◆ **Task description**: If a line in the records below contains "which", copy that line.
(Beginning of Given information)
PR #1307, opened 2026-08-14
fix(rosapi): Resolve action types without ros2cli

sacovo:
**Public API Changes**

No

**Description**

 /rosapi/action_type has never worked since it was added in #1046 (2.4.0). ros2action.api.get_action_names_and_types() is just node.get_action_names_and_types(), which only exists on ros2cli's DirectNode — with rosapi's plain rclpy node it raises AttributeError, so the service never responds and rosapi_node's bare rclpy.spin() dies with it, taking all of rosapi down.

rclpy.action.get_action_names_and_types() queries the graph directly. Adds a regression test and drops the now-unused ros2action dependency. Please backport.

### DIFF
--- a/rosapi/CMakeLists.txt
+++ b/rosapi/CMakeLists.txt
@@ -24,6 +24,7 @@ install(
 
 if(BUILD_TESTING)
   find_package(ament_cmake_pytest REQUIRED)
+  ament_add_pytest_test(${PROJECT_NAME}_test_action_type test/test_action_type.py)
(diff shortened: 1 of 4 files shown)


bjsowa (approved):
Good idea. I'm all for replacing ros2cli dependencies with plain rclpy which has a stable API.

bjsowa:
@mergifyio backport kilted

bjsowa:
@mergifyio backport jazzy

bjsowa:
@mergifyio backport humble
(End of Given information)
◆ **The answer**:
 /rosapi/action_type has never worked since it was added in #1046 (2.4.0). ros2action.api.get_action_names_and_types() is just node.get_action_names_and_types(), which only exists on ros2cli's DirectNode — with rosapi's plain rclpy node it raises AttributeError, so the service never responds and rosapi_node's bare rclpy.spin() dies with it, taking all of rosapi down.
Good idea. I'm all for replacing ros2cli dependencies with plain rclpy which has a stable API.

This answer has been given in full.